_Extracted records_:
= = = = =

PR #233, opened 2023-12-20
Introduce CheckpointManager

cbalioglu:
This PR introduces `CheckpointManager`, and performs some nit docstr updates and variable renaming.

### DIFF
--- a/src/fairseq2/checkpoint.py
+++ b/src/fairseq2/checkpoint.py
@@ -1,0 +1,329 @@
+# Copyright (c) Meta Platforms, Inc. and affiliates.
+# All rights reserved.
+#
+# This source code is licensed under the BSD-style license found in the
+# LICENSE file in the root directory of this source tree.
+
+from abc import ABC, abstractmethod
+from pathlib import Path
+from pickle import PickleError
+from typing import Any, Dict, Optional, Tuple, cast, final
+
+import torch
+from torch.distributed.fsdp import FullyShardedDataParallel as FSDP
+from torch.distributed.fsdp.api import FullStateDictConfig, StateDictType
+from torch.nn import Module
+
+from fairseq2.gang import Gang
+from fairseq2.models.utils.checkpoint import load_checkpoint
+from fairseq2.nn.utils.module import (
+    infer_device,
+    reset_non_persistent_buffers,
+    to_empty,
+)
+from fairseq2.typing import CPU, META, Device, finaloverride
+
+
+class CheckpointManager(ABC):
+    """Saves and loads training checkpoints."""
+
+    @abstractmethod
+    def save_checkpoint(self, step_nr: int, state: Dict[str, Any]) -> None:
+        """Save a checkpoint.
+
+        :param step_nr:
+            The training step number of the checkpoint.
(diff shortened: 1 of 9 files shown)


src/fairseq2/checkpoint.py
```diff
@@ -0,0 +1,329 @@
...
+                raise RuntimeError(
+                    f"The checkpoint directory for step {step_nr} cannot be created. See inner exception for details."
+                ) from ex
+
+        self.gang.barrier()
+
+        checkpoint_file = step_dir.joinpath(f"rank_{self.gang.rank}.pt")
+
+        try:
+            torch.save(checkpoint, checkpoint_file)
```
shagunsodhani, line 137: For DDP, wouldn't we end up saving redundant copies of the model ?

src/fairseq2/checkpoint.py
```diff
@@ -0,0 +1,329 @@
...
+
+    @finaloverride
+    def save_checkpoint(self, step_nr: int, state: Dict[str, Any]) -> None:
+        checkpoint = {"step_nr": step_nr, "data": state}
+
+        step_dir = self.checkpoint_dir.joinpath(f"step_{step_nr}")
+
+        if self.gang.rank == 0:
+            try:
+                step_dir.mkdir(parents=True, exist_ok=True)
```
shagunsodhani, line 126: When checkpointing FSDP models on non-nfs / local partitions, we may want to execute this step on all the nodes.

src/fairseq2/checkpoint.py
cbalioglu: For `CheckpointManager` the provided `state` is an opaque dict. It does not really care what it contains. In a DDP setting, the trainer would do something like:

```
state_dict = {...}

if rank == 0:
    state_dict["model"] = model.state_dict()

checkpoint_manager.save_checkpoint(1234, state_dict)
```

src/fairseq2/checkpoint.py
cbalioglu: What do you mean by "non-nfs/local" partitions?

src/fairseq2/checkpoint.py
shagunsodhani: Okay so it is the responsibility of the caller to make sure they do not call `checkpoint_manager.save_checkpoint(1234, state_dict)` across multiple ranks when training with ddp.

src/fairseq2/checkpoint.py
shagunsodhani: I was thinking of the case where we are checkpointing shards when using FSDP. In that case, all ranks will checkpoint their shard to the disk. We are creating the directory only in rank=0 process. Now if model was saved to a partition that is local to each node (i.e. physical machine), the checkpoint directory would only exist for the node with rank=0 process.

cbalioglu: Oh I see what you mean. In majority of cases, nodes share a common distributed file system (e.g NFS, fsx), but I think it is a fair ask to support local disk setup. Let me revise this implementation to address your feedback. Thanks!

PR #1222, opened 2025-07-02
Filtering empty text examples

artemru:
Removing empty text examples in ASR dataloaders
- This requires to move tokenization before bucketing!

**Check list:**

### DIFF
--- a/src/fairseq2/datasets/asr.py
+++ b/src/fairseq2/datasets/asr.py
@@ -165,6 +165,7 @@ class GenericAsrDataset(ManifestDatasetInterface, AsrDataset):
         builder: DataPipelineBuilder,
         tokenizer: TextTokenizer,
     ) -> DataPipelineBuilder:
+        # Tokenize target text.
         text_encoder = tokenizer.create_encoder()
         builder.map(text_encoder, selector="text")
 
--- a/src/fairseq2/datasets/asr.py
+++ b/src/fairseq2/datasets/asr.py
@@ -8,17 +8,19 @@ from __future__ import annotations
 
 from abc import ABC, abstractmethod
 from functools import partial
-from typing import Any, cast, Dict, Final, Tuple
+from typing import Any, Dict, Final, Tuple, cast
+
+from typing_extensions import override
 
 from fairseq2.data import (
     CollateOptionsOverride,
     Collater,
     DataPipeline,
     DataPipelineBuilder,
-    read_sequence,
     SequenceData,
+    read_sequence,
 )
-from fairseq2.data.text import read_text, StrSplitter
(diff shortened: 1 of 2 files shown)


src/fairseq2/datasets/asr.py
```diff
@@ -160,6 +160,28 @@ def create_reader(
             self._name, split, builder.and_return(), gang, options
         )
 
+    @staticmethod
+    def add_tokenization_pipeline(
+        builder: DataPipelineBuilder,
+        tokenizer: TextTokenizer,
```
mattsetz, line 166: we can add another arg here `remove_unk` to optionally remove all UNKs tokens from transcript. we should default this to False but it can be something that we experiment with.

src/fairseq2/datasets/asr.py
```diff
@@ -160,6 +160,28 @@ def create_reader(
...
+
+        # to avoid to tokenize empty text, we filter out them out first
+        builder = builder.filter(lambda x: bool(len(x["text"]) > 0))
+
+        builder.map(text_encoder, selector="text")
+
+        unk_idx = tokenizer.vocab_info.unk_idx
+
+        def empty_text(example: Dict[str, Any]) -> bool:
+            return bool((example["text"] != unk_idx).sum().item() > 0)
```
mattsetz, line 180: nit: `example["text"] != unk_idx).numel()` ?

src/fairseq2/datasets/asr.py
mattsetz: also, maybe we can log the number of UNKs (or % of `num_unks/total_tokens` within a sample/batch) in weights and biases? its useful for us to know if our dataset contains too many UNKs.

src/fairseq2/datasets/asr.py
artemru: no, it's not the same https://docs.pytorch.org/docs/stable/generated/torch.numel.html#torch-numel
example["text"] != unk_idx is boolean mask if we need to count True elements and all elements

src/fairseq2/datasets/asr.py
artemru: > also, maybe we can log the number of UNKs (or % of `num_unks/total_tokens` within a sample/batch) in weights and biases? its useful for us to know if our dataset contains too many UNKs.

it's possible (requires a bit to propagate some metric bags to data reader) but for now we can just do in a adhoc analysis

artemru: > we can add another arg here `remove_unk` to optionally remove all UNKs tokens from transcript. we should default this to False but it can be something that we experiment with.

done !

PR #1229, opened 2025-07-16
Add a basic flatten operator for data pipelines

MartinGleize:
Adds an operator turning a pipeline of lists into a pipeline of their flattened elements.

None

**Check list:**

### DIFF
--- a/native/src/fairseq2n/data/flatten_data_source.cc
+++ b/native/src/fairseq2n/data/flatten_data_source.cc
@@ -1,0 +1,122 @@
+// Copyright (c) Meta Platforms, Inc. and affiliates.
+// All rights reserved.
+//
+// This source code is licensed under the BSD-style license found in the
+// LICENSE file in the root directory of this source tree.
+
+#include "fairseq2n/data/flatten_data_source.h"
+
+#include <queue>
+#include <string>
+#include <utility>
+
+#include "fairseq2n/data/data.h"
+#include "fairseq2n/data/detail/exception.h"
+
+namespace fairseq2n::detail {
+
+std::optional<data>
+flatten_data_source::next()
+{
+    // If we have elements in the queue, return the next one
+    if (!elements_queue_.empty()) {
+        data element = std::move(elements_queue_.front());
+        elements_queue_.pop();
+        return element;
+    }
+
+    // Get the next example from the inner data source
+    std::optional<data> maybe_example = inner_->next();
+    if (!maybe_example)
+        return std::nullopt;
+
+    // Extract elements from the example and add them to the queue
+    elements_queue_ = extract_elements(*maybe_example);
+
+    // If the queue is empty (no elements could be extracted), recursively call next()
+    if (elements_queue_.empty())
+        return next();
+
+    // Return the first element from the queue
+    data element = std::move(elements_queue_.front());
+    elements_queue_.pop();
+    return element;
+}
+
+void
+flatten_data_source::reset(bool reset_rng)
+{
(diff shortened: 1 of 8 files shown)


native/src/fairseq2n/data/flatten_data_source.h
```diff
@@ -0,0 +1,57 @@
...
+private:
+    // Extracts elements from a data object based on the selector.
+    // Returns a queue of elements to be returned by next().
+    std::queue<data>
+    extract_elements(const data &example);
+
+    std::unique_ptr<data_source> inner_;
+    std::optional<std::string> selector_;
+    std::queue<data> elements_queue_;
+    //std::exception_ptr exception_ptr_{};
```
cbalioglu, line 54: Not used?

native/src/fairseq2n/data/flatten_data_source.cc
```diff
@@ -0,0 +1,122 @@
...
+std::queue<data>
+flatten_data_source::extract_elements(const data &example)
+{
+    std::queue<data> elements;
+
+    // If selector is provided, use it to extract elements
+    if (selector_) {
+        std::string error_msg = "Cannot use selector with flatten.";
+        std::cerr << error_msg << std::endl;
+        std::terminate();  // Force immediate program termination
```
cbalioglu, line 108: I would prefer to raise a "not implemented exception" here, instead of forcibly terminating the process. In data_pipeline.cc:93 we mark the pipeline as broken if we catch an unhandled exception.

native/src/fairseq2n/data/flatten_data_source.cc
```diff
@@ -0,0 +1,122 @@
...
+    }
+    // If no selector is provided, assume the example itself is a list
+    else if (example.is_list()) {
+        auto example_list = example.as_list();
+        for (size_t i = 0; i < example_list.size(); ++i) {
```
cbalioglu, line 113: My understanding when looking at `next()` implementation, we can actually use move semantics here. So the signature of `extract_elements` can be:

```
extract_elements(data &&example);
```

If that works, you can instead use `element.emplace(std::move(example_list[i]))`.

native/src/fairseq2n/data/flatten_data_source.cc
```diff
@@ -0,0 +1,122 @@
...
+            elements.push(example_list.at(i));
+        }
+    }
+    // If no valid elements were found, the queue remains empty
```
cbalioglu, line 117: Does this mean we simply discard/drop the `example` we just read from the underlying data source?

native/src/fairseq2n/data/flatten_data_source.cc
```diff
@@ -0,0 +1,122 @@
...
+    std::optional<data> maybe_example = inner_->next();
+    if (!maybe_example)
+        return std::nullopt;
+
+    // Extract elements from the example and add them to the queue
+    elements_queue_ = extract_elements(*maybe_example);
+
+    // If the queue is empty (no elements could be extracted), recursively call next()
+    if (elements_queue_.empty())
+        return next();
```
cbalioglu, line 38: Wouldn't be cleaner if we had this:

```
while (elements_queue_.empty()) {
  std::optional<data> maybe_example = ...
  elements_queue = extract_elements(*maybe_example);
 ```

cbalioglu (commented):
Thanks for the PR! Left a couple comments.

artemru:
i think i can be achieved with yield_from pattern ?

PR #1232, opened 2025-07-22
skywork and some qwrn changes

swarnaHub:

Fixes #{issue number}

**Check list:**


src/fairseq2/recipes/lm/_online_finetune/_online_dpo.py
```diff
@@ -142,12 +134,16 @@ def validate_reward(
...
         if self._gangs.dp.rank == 0:
             policy_sampling_params = copy(self._vllm_model.sampling_params)
-            policy_sampling_params.n = 1
             for (
                 k,
                 v,
             ) in self._config.loss_config.validation_vllm_sampling_params.items():
                 policy_sampling_params.__setattr__(k, v)
+
+            # For a pairwise RM, need to sample at least two judgments
```
jacklanchantin: this is 2 rollouts per prompt, but i assume there are 2 copies of the prompt (2 different orders)? so shouldn't you only need 1 rollout for each order?

swarnaHub: sorry, this is a typo! I meant 2 "rollouts" instead of "judgments". 

How many judgment prompts are created out of those two rollouts (i.e., 2 with (a,b) and (b,a) in both orders) will be automatically handled with the "all_pairs" setting in the reward config. So, if it's all_pairs, we'll have N * (N-1) judgments and N = 2, so we'll have 2 judgments. Let me know if this makes sense!

jacklanchantin: yep, makes sense now

PR #1235, opened 2025-07-25
Gilkeren/debug2

gilkeren1:
Not for landing


src/fairseq2/datasets/asr_parquet.py
```diff
@@ -154,6 +154,11 @@ def build_parquet_audio_text_reading(
             builder, options, GenericSpeechDataset.rename_feature
         )
 
+        # Tokenizer langauge name as well
```
gilkeren1: This file for tokenizing lang name

PR #1246, opened 2025-08-12
Fix drop_remainder bug in pack op

cbalioglu:
This PR fixes an edge case bug where the `drop_remainder` option does not get respected by the `pack` operator if the current batch does not get filled entirely in truncate mode.


uralik (approved):
thanks!!!!

PR #1250, opened 2025-08-19
Bleu memory leak

artemru:

Fixes #{issue number}

**Check list:**


src/fairseq2/metrics/text/_bleu.py
```diff
@@ -65,14 +76,16 @@ def update(self, refs: Sequence[str], hyps: Sequence[str]) -> Self:
...
         self.sys_len += bleu.sys_len
         self.ref_len += bleu.ref_len
 
-        self.valid_ngrams += torch.tensor(bleu.counts, device=self.device)
-        self.total_ngrams += torch.tensor(bleu.totals, device=self.device)
-
+        self.valid_ngrams += torch.tensor(bleu.counts, device=self.device).clone()
+        self.total_ngrams += torch.tensor(bleu.totals, device=self.device).clone()
+        self._steps += 1
+        if self._steps % 20 == 0:
```
artemru: 20 here is arbitrary (too often will create too much time overhead)

cbalioglu: Why do we still need to call GC if we have fixed the memory leak? Having said that I think 20 is still too low. In the main training loop, by default ,we call GC every 1000 step (which is configurable via recipe). I think anything less than ~400-500 might start to affect the runtime performance depending on the memory allocation pattern of the recipe

src/fairseq2/metrics/text/_bleu.py
```diff
@@ -65,14 +76,16 @@ def update(self, refs: Sequence[str], hyps: Sequence[str]) -> Self:
...
-        bleu = corpus_bleu(hyps, [refs], tokenize=self.tokenizer)
+        bleu = self._metric_class.corpus_score(hyps, [refs])
 
         self.sys_len += bleu.sys_len
         self.ref_len += bleu.ref_len
 
-        self.valid_ngrams += torch.tensor(bleu.counts, device=self.device)
-        self.total_ngrams += torch.tensor(bleu.totals, device=self.device)
-
+        self.valid_ngrams += torch.tensor(bleu.counts, device=self.device).clone()
```
cbalioglu: Why do we clone here an already newly initialized tensor? Seems redundant?

src/fairseq2/metrics/text/_bleu.py
```diff
@@ -57,6 +59,15 @@ def __init__(
 
         self._add_state("valid_ngrams", valid_ngrams)
         self._add_state("total_ngrams", total_ngrams)
+        self._metric_class = BLEU(
```
artemru, line 59: pls, check if I got all the params right

src/fairseq2/metrics/text/_bleu.py
```diff
@@ -16,6 +17,7 @@
 from torcheval.metrics import Metric
 from typing_extensions import Self, override
 
+from fairseq2.logging import log
```
artemru: rm

src/fairseq2/metrics/text/_bleu.py
```diff
@@ -65,14 +76,16 @@ def update(self, refs: Sequence[str], hyps: Sequence[str]) -> Self:
...
+        bleu = self._metric_class.corpus_score(hyps, [refs])
 
         self.sys_len += bleu.sys_len
         self.ref_len += bleu.ref_len
 
-        self.valid_ngrams += torch.tensor(bleu.counts, device=self.device)
-        self.total_ngrams += torch.tensor(bleu.totals, device=self.device)
-
+        self.valid_ngrams += torch.tensor(bleu.counts, device=self.device).clone()
+        self.total_ngrams += torch.tensor(bleu.totals, device=self.device).clone()
```
artemru: no needed

src/fairseq2/metrics/text/_bleu.py
```diff
@@ -65,14 +76,16 @@ def update(self, refs: Sequence[str], hyps: Sequence[str]) -> Self:
...
+        self._steps += 1
+        if self._steps % 500 == 0:
```
cbalioglu: Why do we still need to call GC here if we have fixed the memory leak? Having said that, we call GC every 1000 step in the trainer (which is configurable here: https://github.com/facebookresearch/fairseq2/blob/main/src/fairseq2/recipes/config.py#L171-L172)

I think a metric implementation should not have this kind of "hidden" behavior that might impact the overall job throughput. Depending on the memory allocation pattern of the job, a GC can become quite expensive.

artemru: I can try without it and see if it helps or not!
do we have some gc call after each eval run ?

src/fairseq2/metrics/text/_bleu.py
artemru: already removed

src/fairseq2/metrics/text/_bleu.py
artemru: it runs ok without it

artemru: @cbalioglu : does `gc_every_n_steps` acts also for validation steps ?

artemru: actually, no - it's better with an internal gc.collect() ...

cbalioglu: We do a CUDA cache allocator clean-up, but not GC: https://github.com/facebookresearch/fairseq2/blob/main/src/fairseq2/recipes/_trainer.py#L1167-L1168

We can also do GC there though.

> actually, no - it's better with an internal gc.collect()

Do you mean you still get a leak when you don't call gc.collect() even after the refactoring of the corpus call?

src/fairseq2/metrics/text/_bleu.py
gilkeren1: hmmm I personally can't really say

PR #1251, opened 2025-08-20
Multi split eval

artemru:
Adding a possibility to generate several eval datasets by dividing given split/corpus by an extra `readers_partition_columns` .


iamyuanchung (approved):
lgtm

= = = = =

_Directions_:
Word for word, restate the entries from the first line to the line that has "FullyShardedDataParallel as FSDP", both included, and nothing else.

_Response to the exercise_:
PR #233, opened 2023-12-20
Introduce CheckpointManager

cbalioglu:
This PR introduces `CheckpointManager`, and performs some nit docstr updates and variable renaming.

### DIFF
--- a/src/fairseq2/checkpoint.py
+++ b/src/fairseq2/checkpoint.py
@@ -1,0 +1,329 @@
+# Copyright (c) Meta Platforms, Inc. and affiliates.
+# All rights reserved.
+#
+# This source code is licensed under the BSD-style license found in the
+# LICENSE file in the root directory of this source tree.
+
+from abc import ABC, abstractmethod
+from pathlib import Path
+from pickle import PickleError
+from typing import Any, Dict, Optional, Tuple, cast, final
+
+import torch
+from torch.distributed.fsdp import FullyShardedDataParallel as FSDP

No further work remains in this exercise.